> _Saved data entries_
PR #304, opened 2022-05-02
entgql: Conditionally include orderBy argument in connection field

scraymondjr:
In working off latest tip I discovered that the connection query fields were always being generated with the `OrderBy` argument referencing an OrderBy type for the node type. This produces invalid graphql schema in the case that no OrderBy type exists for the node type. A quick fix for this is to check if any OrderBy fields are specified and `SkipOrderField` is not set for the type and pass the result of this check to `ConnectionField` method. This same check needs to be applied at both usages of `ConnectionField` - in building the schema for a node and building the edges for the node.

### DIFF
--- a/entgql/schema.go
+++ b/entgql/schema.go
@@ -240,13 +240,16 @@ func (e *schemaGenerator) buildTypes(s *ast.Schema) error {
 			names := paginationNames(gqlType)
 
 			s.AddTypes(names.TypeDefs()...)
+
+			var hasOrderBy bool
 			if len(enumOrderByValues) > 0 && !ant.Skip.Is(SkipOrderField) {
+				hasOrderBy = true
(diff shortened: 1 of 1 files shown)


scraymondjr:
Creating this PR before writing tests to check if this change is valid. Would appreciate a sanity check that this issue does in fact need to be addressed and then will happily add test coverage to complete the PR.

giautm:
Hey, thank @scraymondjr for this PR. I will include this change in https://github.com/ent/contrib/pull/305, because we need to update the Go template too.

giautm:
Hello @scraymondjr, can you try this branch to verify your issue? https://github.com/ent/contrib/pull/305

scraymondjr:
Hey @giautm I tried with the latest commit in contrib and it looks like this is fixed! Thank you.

> _GOAL OF THE EXERCISE_
Starting with the line that contains "entgql: Conditionally include", restate every line through the end of the records above, exactly and with no other lines.

> _EXERCISE ANSWER_
entgql: Conditionally include orderBy argument in connection field

scraymondjr:
In working off latest tip I discovered that the connection query fields were always being generated with the `OrderBy` argument referencing an OrderBy type for the node type. This produces invalid graphql schema in the case that no OrderBy type exists for the node type. A quick fix for this is to check if any OrderBy fields are specified and `SkipOrderField` is not set for the type and pass the result of this check to `ConnectionField` method. This same check needs to be applied at both usages of `ConnectionField` - in building the schema for a node and building the edges for the node.

### DIFF
--- a/entgql/schema.go
+++ b/entgql/schema.go
@@ -240,13 +240,16 @@ func (e *schemaGenerator) buildTypes(s *ast.Schema) error {
 			names := paginationNames(gqlType)
 
 			s.AddTypes(names.TypeDefs()...)
+
+			var hasOrderBy bool
 			if len(enumOrderByValues) > 0 && !ant.Skip.Is(SkipOrderField) {
+				hasOrderBy = true
(diff shortened: 1 of 1 files shown)


scraymondjr:
Creating this PR before writing tests to check if this change is valid. Would appreciate a sanity check that this issue does in fact need to be addressed and then will happily add test coverage to complete the PR.

giautm:
Hey, thank @scraymondjr for this PR. I will include this change in https://github.com/ent/contrib/pull/305, because we need to update the Go template too.

giautm:
Hello @scraymondjr, can you try this branch to verify your issue? https://github.com/ent/contrib/pull/305

scraymondjr:
Hey @giautm I tried with the latest commit in contrib and it looks like this is fixed! Thank you.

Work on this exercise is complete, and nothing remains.